What I sense today is that the Vatican will not budge in how it thinks theologically about what it means to be a woman; nor will it consider opening positions of real ecclesial authority to women. There is simply no getting away from the fact that in the Catholic Church it is men who tell women how they should understand themselves as women. Rome wants women religious to accept such understandings not merely without dissent, but without comment. The Vatican doesn’t want independent-minded women theologians or biblical scholars, and seemingly won’t read or quote them unless the women mimic the Vatican’s—and that means men’s—voice and views. But we are not “men” or “mankind.” We are persons with minds and hearts and voices, who have lived lives of integrity and loyalty, and who remain loyal to this church, even when it treats us as second-class citizens and makes us beg for financial support in our old age.
Catholic scholar Gary Wills also comes to the defense of nuns and argues that the problem with his church cannot be blamed on the nuns who he says are the ones who uphold good values, using his old teacher Sister Anne O’Connor as an example.
Nuns have always had a different set of priorities from that of bishops. The bishops are interested in power. The nuns are interested in the powerless. Nuns have preserved Gospel values while bishops have been perverting them. The priests drive their own new cars, while nuns ride the bus (always in pairs). The priests specialize in arrogance, the nuns in humility.
Anne O’Connor was just the kind of nun the Vatican is now intent on punishing. She had been a social worker before she became a nun, work that she loved and went back to several times as a Dominican.
Now the Vatican says that nuns are too interested in “the social Gospel” (which is the Gospel), when they should be more interested in Gospel teachings about abortion and contraception (which do not exist). Nuns were quick to respond to the AIDS crisis, and to the spiritual needs of gay people—which earned them an earlier rebuke from Rome. They were active in the civil rights movement. They ran soup kitchens.

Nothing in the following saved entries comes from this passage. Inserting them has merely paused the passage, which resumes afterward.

PR #419, opened 2016-12-12
Add comment that reports layer height in RepRap flavour gcode.

smartavionics:
The DuetWifi firmware expects the Cura gcode to include a comment that reports the basic layer height. This PR adds that feature.


src/gcodeExport.h
```diff
@@ -121,6 +121,8 @@ class GCodeExport : public NoCopy
 
     unsigned int layer_nr; //!< for sending travel data
 
+    double layer_height; //!< report basic layer height in RepRap gcode file.
```
BagelOrb: This variable doesn't need to be defined in the class

smartavionics:
Yes, good point, i've moved layer_height out of the class definition and it's now local to the gcodeExport.cpp file.

Ghostkeeper:
It works! Layer height is now reported in the header for RepRap flavour g-code.

It might've been better to just put this in the start g-code of the printers in question, but because of the nature of DuetWifi and because it's also sorta handy for some human reading the g-code, this solution is fine too.

src/gcodeExport.cpp
```diff
@@ -197,6 +201,7 @@ std::string GCodeExport::getFileHeader(const double* print_time, const std::vect
         else if (flavor == EGCodeFlavor::REPRAP)
         {
             prefix << ";Filament used: " << ((filament_used.size() >= 1)? filament_used[0] / (1000 * extruder_attr[0].filament_area) : 0) << "m" << new_line;
+            prefix << ";Layer height: " << layer_height << new_line;
```
BagelOrb: The `layer_height` variable should be declared and defined just above this line.

Note that when you are printing in one-at-a-time mode you can have different layer heights per meshgroup, so this comment is kind of deceiving.

Perhaps it is indeed better to add this comment in the starting gcode of your printer definition.

smartavionics: Sorry if this is me being stupid but if I declare it above that line it won't have file scope will it?

I understand what you are saying about having different layer heights per meshgroup but I don't think the Duet (reprap) firmware really knows about printing multiple objects sequentially so this is the best we can do.

If we added this comment to the starting code then it would have to be changed for each different layer height used, surely it is better to generate it automatically?

BagelOrb: I don't understand your comment about file scope.

There is not neccessarily one `layer_height` used throughout the whole gcode, so I don't like to have that variable as a global variable.

smartavionics: we can make it local to that file (static) and also change the name to something like gcode_comment_layer_height. How about that?

BagelOrb: Why not define it here where you use it?

smartavionics: Because meshgroup isn't in scope where the value of layer_height is used.

BagelOrb:
AH yes, of course.

Could you make it a member of the gcodeExport class and rename it to either
first_meshgroup_layer_height or last_... according to whichever it is?

Op 10 feb. 2017 18:24 schreef "Mark Burton" <notifications@github.com>:

smartavionics:
I have moved it into the class and it is called last_meshgroup_layer_height.

PR #430, opened 2017-01-02
Use different skin pattern on first layer

14bitVoid:
This pull req creates a setting to change the skin pattern for just the first layer. I like concentric skin for bed adhesion but not for anything else so this allows to set just the layer that does the bed adhesion to concentric.
I've used this for a while but now I decided to make a PR for it, it was tested on the Ultimaker 2 printer.

### DIFF
--- a/src/FffGcodeWriter.cpp
+++ b/src/FffGcodeWriter.cpp
@@ -864,7 +864,9 @@ void FffGcodeWriter::addMeshPartToGCode(SliceDataStorage& storage, SliceMeshStor
         processSingleLayerInfill(gcode_layer, mesh, part, layer_nr, infill_line_distance, infill_overlap, infill_angle);
     }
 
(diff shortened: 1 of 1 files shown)


BagelOrb:
There should be an accompanying PR on the frontend. Did you also submit changes to Cura/resources/definitions/fdmprinter.def.json ?

BagelOrb:
Ah here it is: https://github.com/Ultimaker/Cura/pull/1290

BagelOrb:
Looking good. Just checking whether `"top_bottom_pattern"` occurs anywhere else in the code besides these places.

Ghostkeeper:
The only other place it's mentioned is here: https://github.com/Ultimaker/CuraEngine/blob/master/meta/15.04_to_2.0.txt#L174

Ghostkeeper:
Works nicely. Thanks!

PR #439, opened 2017-01-17
cubicsubdiv windows fix

mboerwinkle:
This fixes my cubicsubdiv when cross-compiled and run in wine. I'm not completely sure why this works, but it basically ends up passing and comparing smaller values. Should be good enough for now to get the beta build working again.

### DIFF
--- a/CMakeLists.txt
+++ b/CMakeLists.txt
@@ -2,6 +2,15 @@ project(CuraEngine)
 
 cmake_minimum_required(VERSION 2.8.12)
 
+option (ENABLE_ARCUS
+    "Enable support for ARCUS" ON)
+
+if (ENABLE_ARCUS)
+    message(STATUS "Building with Arcus")
+    find_package(Arcus REQUIRED)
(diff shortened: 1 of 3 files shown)


BagelOrb:
Nice!

We're kind of busy with a lot of stuff at the moment, but we'll merge this ASAP.

mboerwinkle:
The problem seems to have been caused by different definitions of "long int". Specifying "int64_t" for sphere_slice_radius2 was all it needed. I have tested from Windows 10 and Wine. I have updated the pull request.

BagelOrb:
I didn't want the CMakeLists changes and all in the history, so I've fixed it myself: https://github.com/Ultimaker/CuraEngine/commit/113202cd3466f9db05f7125d12f8b9b1b3542993

`coord_t` evaluates to `long long singed int`.
An int is good enough for a layer_nr. There can't be that many layers.

BagelOrb:
Now I only have to check whether this actually solves the problem on our test machines.

PR #865, opened 2018-10-09
[bug fix] Correct optimisation in combing path generation that can cut corners.

smartavionics:
It would be good if this could be merged ASAP as it can cause combing travels to cut corners.

### DIFF
--- a/src/pathPlanning/LinePolygonsCrossings.cpp
+++ b/src/pathPlanning/LinePolygonsCrossings.cpp
@@ -190,11 +190,6 @@ void LinePolygonsCrossings::generateBasicCombingPath(PolyCrossings& polyCrossing
         rev_points.push_back(p);
         rev_len += vSize(p - prev);
         prev = p;
-        if (rev_len > fwd_len)
-        {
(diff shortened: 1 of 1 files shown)


smartavionics:
I have reinstated the optimisation and fixed the problem by ensuring that the length of the fwd path is correct before comparing the reverse path length to it. This is better than just dropping the optimisation completely.

smartavionics:
Without this PR, you can get unretracted travels that cut across holes, like this:

screenshot_2018-10-10_07-43-20

With the PR, only travels that use retraction will cross a hole:

screenshot_2018-10-10_07-44-36

smartavionics:
You really want to be including this in 3.5.1.

alekseisasin:
Hi @smartavionics , can you please share your model?

smartavionics:
[UMS5_Pocket Tool Box V2.zip](https://github.com/Ultimaker/CuraEngine/files/2479190/UMS5_Pocket.Tool.Box.V2.zip)

alekseisasin:
I will be added to 3.5.1. Thank you.

PR #866, opened 2018-10-09
CURA-5777 Fix point operators

LipuFei:
Because Point is a clipperlib point, which has a constructor Point(int x = 0, int y = 0), which can implicitly convert a int/unsigned int "c" to a Point(c, y = 0), and this causes undesired behaviour. So, we remove
the /= and *= operators in Point to avoid this implicit conversion to happen.

### DIFF
--- a/src/LayerPlan.cpp
+++ b/src/LayerPlan.cpp
@@ -231,7 +231,7 @@ Polygons LayerPlan::computeCombBoundaryInside(const size_t max_inset)
             }
             else
             {
-                layer.getInnermostWalls(comb_boundary, max_inset, mesh);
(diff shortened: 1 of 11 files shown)


rburema:
@LipuFei Did you add the extra documentation that was added to the 3.5.1-version of this PR here as well? I can't find it right now.

LipuFei:
@rburema We can merge 3.5 back to master then the doc there will be in as well. Or you can also cherry-pick that doc commit.

rburema:
@LipuFei Good point. Let's wait for the 3.5 merge then, by then the build-server will be able to do the checks for master again as well.

LipuFei:
Well... There's no need to merge this I guess. Those changes are in `master` already.

PR #868, opened 2018-10-10
CURA-5798 Fix a segfault in tree support

LipuFei:
Fixes https://github.com/Ultimaker/Cura/issues/4491

 - Delete all allocated nodes at the end to avoid invalid address access
   in the loop.
 - Add destructor to struct Node so it resets its pointers and cleans
   its data properly.

### DIFF
--- a/src/TreeSupport.h
+++ b/src/TreeSupport.h
@@ -109,7 +109,7 @@ public:
          * can't be on the model and the path to the buildplate isn't clear),
          * the entire branch needs to be known.
          */
-        Node * parent;
+        Node *parent;
 
         /*!
         * \brief All neighbours (on the same layer) that where merged into this node.
--- a/src/TreeSupport.h
+++ b/src/TreeSupport.h
@@ -59,11 +59,13 @@ public:
          , parent(parent)
         {}
 
+#ifdef DEBUG // Clear the delete node's data so if there's invalid access after, we may get a clue by inspecting that node.
         ~Node()
         {
             parent = nullptr;
             merged_neighbours.clear();
         }
+#endif // DEBUG
 
         /*!
          * \brief The number of layers to go to the top of this branch.
--- a/src/TreeSupport.h
+++ b/src/TreeSupport.h
@@ -59,6 +59,12 @@ public:
          , parent(parent)
         {}
 
+        ~Node()
+        {
+            parent = nullptr;
+            merged_neighbours.clear();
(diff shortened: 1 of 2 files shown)


src/TreeSupport.h
```diff
@@ -59,6 +59,12 @@ class TreeSupport
          , parent(parent)
         {}
 
+        ~Node()
+        {
+            parent = nullptr;
+            merged_neighbours.clear();
```
Ghostkeeper: This has no effect. The instance is about to be deleted and this memory is about to be unallocated, so whether the unallocated memory says 0 or not makes no difference.

src/TreeSupport.h
```diff
@@ -103,7 +109,7 @@ class TreeSupport
          * can't be on the model and the path to the buildplate isn't clear),
          * the entire branch needs to be known.
          */
-        Node *const parent;
+        Node * parent;
```
Ghostkeeper: Code style: No space between class name and `*` pointer operator.

src/TreeSupport.h
LipuFei: If there's no potential segfault, this has no effect, but this leave a trace of clue if a segfault happens. If a deleted object is picked up later (which shouldn't happen), it may not lead to a direct segfault immediately, but when you try to access something inside, it can. Like `node->parent` works (by chances), but `node->parent->parent` doesn't (segfault by chance.)

I added this reset code here is to "cleanup" the deleted object which shouldn't be accessed later. If in case something happens and we are debugging at this location, this "empty" node object can give us a good clue of what might have happened. Otherwise, if we pick up a random Node with old data in it while we shouldn't, it's impossible to tell at the first glance because that Node contains a valid old data.

src/TreeSupport.h
LipuFei: Fixed in a3d7485f

src/TreeSupport.h
Ghostkeeper: I think we should work from the assumption that no segfault occurs though.

Especially since this is live code that is run during tree support. Zeroing all that memory is just a waste of processing power for our users. If you really need this we should at least put this between `#ifdef DEBUG` statements and document why we do this.

LipuFei: As discussed, I put that into a DEBUG block so it won't affect release builds. Commit: ac1fcea

Issue #825, opened 2018-08-15
Inefficient grid generation in TreeSupport::generateContactPoints


bjude:
The grid generation in `TreeSupport::generateContactPoints()` claims to be creating a grid pattern at an angle of 22 degrees but what the code actually does is different. 

The code as it stands:
- take the model bounding box and rotate it 22 degrees
- take the AABB of that rotated box and rotate it back 22 degrees
- create a grid of point across the AABB of the re-rotated box
- rotate those points 22 degrees and translate them to the model coordiantes

![image](https://user-images.githubusercontent.com/4530480/44130347-a391aade-a07f-11e8-835b-275c92c4a84c.png)

This is wildly inefficient and means that the box that the points are generated over is 1.7 times bigger in each dimension (for a square initial AABB).
This is easy to fix and i can generate a PR if desired.

However, i have another idea for point sampling that will be more efficient still. The comments state that the 22 degree rotated grid is employed so better support diagonal lines, which presumably are likely to fall between the lines of an aligned grid. But this just shifts the problem to poorly supporting lines that are 22 degrees rotated (which may well be uncommon but we're not really addressing the real problem this way).

The sampling problem could be addressed by using a low-discrepancy sequence like the [Halton Sequence](https://en.wikipedia.org/wiki/Halton_sequence) to generate 2d points This could either be done by simply generating a sequence of Halton points across the entire AABB until the density is sufficient (eg mean distance between points is `support_tree_branch_distance`) or by splitting the AABB into a grid and generating a smaller sequence of Halton points in each grid cell. Both approaches should fix the issue of having "channels" of empty space through the grid.

rburema:
Hi @bjude,
Thank you for your report.

As you've noticed, TreeSupport is a relatively new area of the code, with many possible future optimisations. The option as a whole is still in the 'experimental' part of the settings, and there might be relatively large changes to that part of the code base still to come.

Moreover, as you've already mentioned as well, the grid generation will only run for 'generateContactPoints', which only runs once for each branch of the tree. Right now, if we where about to fix inefficiencies in TreeSupport we'd look into the parts of the code which run for each layer.

That said: If you, or anyone else in the community wants to create a PR, please go ahead. However, our attention is required elsewhere at the moment.

cheers, Remco.

bjude:
Thanks for the reply Remco.

While it does only run once per branch, it causes 190% more point-polygon intersection checks so by fixing this we could go for much higher precision at the same computational effort.

[...]

PR #869, opened 2018-10-11
TreeSupport: Simplify grid point generation

bjude:
Addresses issue #825
Previous implementation was causing the rectangle of generated points to be 1.7 times too large in each dimension (for a square inital AABB).
This implementation works as follows:
* Rotate the AABB of the mesh by 22 degrees
* Take AABB of this rotated box and generate a grid of points
* Rotate the points so they are angled (compared to the original AABB)
* Check if the points are inside the original AABB
* If so, add to the grid_points vector

### DIFF
--- a/src/TreeSupport.cpp
+++ b/src/TreeSupport.cpp
@@ -562,26 +562,36 @@ void TreeSupport::generateContactPoints(const SliceMeshStorage& mesh, std::vecto
 
     //First generate grid points to cover the entire area of the print.
     AABB bounding_box = mesh.bounding_box.flatten();
-    //We want to create the grid pattern at an angle, so compute the bounding box required to cover that angle.
-    constexpr double rotate_angle = 22.0 / 180.0 * M_PI; //Rotation of 22 degrees provides better support of diagonal lines.
+    // We want to create the grid pattern at an angle, so compute the bounding
+    // box required to cover that angle.
+    // Rotation of 22 degrees provides better support of diagonal lines.
+    constexpr double rotate_angle = 22.0 / 180.0 * M_PI;
     const Point bounding_box_size = bounding_box.max - bounding_box.min;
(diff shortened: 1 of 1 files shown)


Ghostkeeper:
Developers, see issue CURA-5897.

Looks good at first glance. I hope it makes it slightly more efficient (but the real work is in the collision area generation so it won't matter visibly on the progress bar).

src/TreeSupport.cpp
```diff
@@ -562,26 +562,36 @@ void TreeSupport::generateContactPoints(const SliceMeshStorage& mesh, std::vecto
...
+    // Store centre of AABB so we can relocate the generated points
+    const auto centre = bounding_box.getMiddle();
+    const auto sin_angle = std::sin(rotate_angle);
+    const auto cos_angle = std::cos(rotate_angle);
+    // Calculate the dimensions of the AABB of the mesh AABB after being rotated
+    // by `rotate_angle`. Halve the dimensions since we'll be using it as a +-
+    // offset from the centre of `bounding_box`.
+    const auto rotated_dims = Point(
+        bounding_box_size.X * cos_angle + bounding_box_size.Y * sin_angle,
+        bounding_box_size.X * sin_angle + bounding_box_size.Y * cos_angle) / 2;
```
Ghostkeeper: This can't be correct. You're only rotating one point, so somewhere it's going to map to 0. For instance, if I put an angle of 110 in there and a bounding box of 100x300, it'll output a rotated bounding box of 247x-9.

bjude: This will only work for angles <90 as the either the sine or cosine will be <0. This isnt a problem for this code since the angle is hardcoded as 22 degrees but will obviously be an issue if that angle becomes a user set angle. I'll add a comment to make it more clear.

What i'm trying to achieve is better shown below. Left is the original bounding box, middle is rotated, right is the AABB of the rotated bounding box. The `rotated_dims` calculation directly gives us the dimensions of the right hand box (halved since i'm using it as an offset from the centre of the AABB)

image

PR #872, opened 2018-10-12
feat: ability to omit bottom skin for inital layers

BagelOrb:
I quite often find myself setting the bottom layers to zero because of the first layer only, so I made an option for only the very bottom.

Disabling the bottom skin is nice when:
- you want to save material / print time
- you want to remove the infill afterwards (e.d. when using PVA infill)
- you want to fill the print afterward with some material to make it a solid part
- you want to show what the infill looks like
- you cut a big model into parts and the bottom of this part is not the bottom of the eventual assembled product 

The build plate is counted as a solid model, so infill is generated for the bottom.

Pictures taken from below:
image

image

Angled cube from top:
image


diegopradogesto:
As discussed personally with the whole team, it will be better if the setting allow the user to choose the thickness of the very bottom layer instead of just remove it completely. If you can do that, then we will consider you contribution 😄

BagelOrb:
Done

diegopradogesto:
Devs. CURA-5918

BagelOrb:
:tada:

PR #876, opened 2018-10-15
Remove all max(0U, x)

bjude:
Taking the max of 0 and an unsigned number is a no-op and is misleading


Ghostkeeper:
Thanks. I agree that it's only misleading and tested it. There are no differences in behaviour.

PR #877, opened 2018-10-16
Fix Mingw build failure

bjude:
The refactoring in commit 8089744 broke the build on windows under mingw due to a mismatch in the dllexport attributes. This commit adds the macro used in libArcus to ensure that theyre the same.

### DIFF
--- a/tests/arcus/MockSocket.h
+++ b/tests/arcus/MockSocket.h
@@ -14,7 +14,7 @@ namespace cura
  * \brief Mocks a socket connection from libArcus such that we can test with it
  * without creating an actual connection.
  */
-class MockSocket : public Arcus::Socket
+class ARCUS_EXPORT MockSocket : public Arcus::Socket
 {
 public:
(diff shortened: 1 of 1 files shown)


bjude:
apparently the gcc version on the CI server doesnt like this as a fix :/

bjude:
So this is caused by the CI server using a version of libArcus prior to this commit: https://github.com/Ultimaker/libArcus/commit/74e19d54cfeddee76d73a765387c8ef986740b06

When the functions in Arcus::Socket are not marked virtual we get a compile error for CuraEngine

Ghostkeeper:
We've now fixed the socket virtual method issue (finally; I had uncommitted changes for so long to make my local tests compile).

I'm going to reopen this and still give it a try. I hope you don't mind.

Ghostkeeper:
It still compiles and runs fine locally for me. If the build server thinks it's okay, I'm going to merge it in.

PR #879, opened 2018-10-17
Feature: "Support Interface Offset"

vgribinchuk:
Feature: "Support Interface Offset"
Backend implementation of the feature: https://github.com/Ultimaker/Cura/pull/4596


nallath:
For our reference; CURA-5880

PR #882, opened 2018-10-17
Feature: "Nozzle Switch Extra Prime Distance"

vgribinchuk:
Feature: "Nozzle Switch Extra Prime Distance"
Backend implementation of the feature: https://github.com/Ultimaker/Cura/pull/4599


nallath:
CURA-5883

PR #883, opened 2018-10-18
Bug fix: reinstate test for multiple bridge layers enabled which got removed

smartavionics:
Must have got lost when the code was refactored.


Ghostkeeper:
Developers, see issue CURA-5894.

Also note that we'll probably want to fix this in 3.6 so we'd have to cherry-pick this commit in.

nallath:
I've merged them into 3.6 first and then into master. Thanks for fixing it :)

PR #884, opened 2018-10-18
Bug fix: correct setting type

smartavionics:
This was broken when the new setting scheme was introduced.


smartavionics:
Hey @Ghostkeeper , this PR is fixing your regression. How can you possibly release a 3.6 beta without this and the other bug fix PRs being merged first? Are you all completely mad?

Ghostkeeper:
Yes, we are all completely mad. We also have 181 other open bugs, so we're going to have to release with some bugs still open. Yes, even the stable version. Even deciding on, reviewing, testing and integration testing the pull requests takes time.

The fix itself is a no-brainer. Thanks for finding it! We've done 2 passes of code review over that refactor and 3 layers of tests but it's very hard to test all settings thoroughly.

Ghostkeeper:
I can't reproduce the bug though. I seems to work fine on 3.6 even though it interprets it as an integer.

Since the branch is based off master, we'll merge it into master as a style fix.

smartavionics:
It breaks for me because the strings "True" or "False" when passed to atof() both produce zero so it always appears false. This really should be in 3.6.

PR #1250, opened 2020-05-04
Alternate wall direction

BagelOrb:
Alternate printing directions of walls with each inset and each layer in order to homogenize directional stress buildup.


smartavionics:
I would have thought that this could cause a lot of problems as the reversed polygons will look like holes and have -ve area. This PR is going to need some good testing to ensure that it has no adverse effects anywhere.

BagelOrb:
I made the PR so that some colleague of mine can do some testing before it actually gets merged.

It's not gonna be interesting for all materials, so it's just an option and disabled by default.

It will just be interesting for materials where the stress buildup has more significant effect than the tiny hole introduced by the 180* turn to print the next inset. For some materials the stress buildup is huge.

BagelOrb:
We are also getting external requests for this feature. His reasoning [here](https://github.com/prusa3d/PrusaSlicer/issues/4263#issuecomment-630649212) is solid and is approximately the same as the reason why we developed it (ask Johan).

Please consider merging this PR.

Ghostkeeper:
I agree with Smartavionics here that this is quite a dangerous implementation. Writing code, I normally assume that positive shapes are winding counter-clockwise and negative shapes are winding clockwise. So does the `ClipperLib::Area` function, which is used in a dozen places, and the `ClipperLib::Orientation` function similarly.

As a result, this implementation breaks all features which check for area or orientation, such as Minimum Tower-Supported Diameter, bridging, Fuzzy Skin Outside Only, and some utility functions like `ensureInsideOrOutside`. To test something easy and tangible going wrong, try enabling Fuzzy Skin Outside Only and and Alternate Wall Direction.

I think a better implementation would be located at the `FffGcodeWriter` stage, by iterating in reverse over the wall line segments. That would keep the actual parts in the correct orientation, but only print the walls in the correct order.

BagelOrb:
It's not changing the direction of original part, only those of the insets.

My implementation does seem problematic for Fuzzy skin on outside only, but I find it harder to believe it impacts support towers or bridging.

How about I perform the `polygon.reverse()` just before the call to `addPolygonsByOptimizer` ? Would that be okay?

BagelOrb:
Thanks for pointing out those weaknesses. I had underestimated the problem that Mark tried to point out. I'm sorry for that.

BagelOrb:
I've looked at the code and it's rather awkward to change the inset polygons in FffGcodeWriter because the whole SliceMeshStorage is const at that point.

Copying the insets and altering the copy is really cumbersome, because it would introduce changes all the way into InsetOrderOptimizer. That means a lot of changes and therefore very bug-prone.

Instead I opted to alter the insets at the very end of `processDerivedWallsSkinInfill`, which is called almost at the end of `FffPolygonGenerator`. However, `generateSupportInfillFeatures` is still called after it, but I assume that the gradual support etc doesn't depend on the walls; `generateOverhangAreas` is called way before `processDerivedWallsSkinInfill`...

Please see the new implementation.

With coasting enabled you can see in a single screenshot that it works (at least on the outer wall):
image

BagelOrb:
Somehow something went wrong during the last rebase just before the last push. Now it's fixed.

maruhe:
what happened to this feature?
I'd be happy to use it

jsourice:
> what happened to this feature?
> I'd be happy to use it

It's natively available on ideamaker now, for ceramic and metal filament that need sintering it's crucial.

BagelOrb:
This feature wasn't merged because it had to do with the walls, while the Arachne version of Cura would interfere with that, so it was decided to postpone merging this in favor of reimplementing it after Arachne would become a part of mainline Cura.

The fact that it has taken more than a year to merge Arachne means it might have been better to merge this feature after all, but that's a bit late now. Now it's more efficient to reimplement the feature after Arachne is merged and not bother with this version at all.

BagelOrb:
This feature has been reimplemented after Arachne was merged. This PR is stale and superfluous now.

rburema:
It turned out to be easier to just start again 'post'-Arachne. See: https://github.com/Ultimaker/CuraEngine/pull/1541 and https://github.com/Ultimaker/CuraEngine/pull/1545

Note: The first one seems 'closed', but the relevant commits have been cherry-picked. The last one is the same feature, but for support.

Will be in 5.0, but it might be that you need to make material profiles to adjust this setting (not enabled for frontend by default).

The real Gospel must be quashed in the name of the pseudo-Gospel of papal monarchs. Poor Anne O’Connor—she thought caring for the poor was what Jesus wanted. She did not live to see that what Rome wants is all that matters.
The stereotype of the Catholic nun ranges from the cheerful and helpful singing variety in films like The Sound of Music to the stern and cruel teacher who enjoys rapping students over the knuckles with a ruler for even minor transgressions. Catholic nuns, especially those who taught in schools or ran orphanages or homes for ‘wayward’ girls (i.e., girls who had sex) have had a long history of being portrayed as mean and nasty people, and on many occasions the reputation has been well deserved. (See for example the film The Magdalene Sisters that is based on a true story.)
For them to be now seen as the good representatives of the Catholic Church shows how rotten is the male hierarchy in the church, starting right at the top with the pope.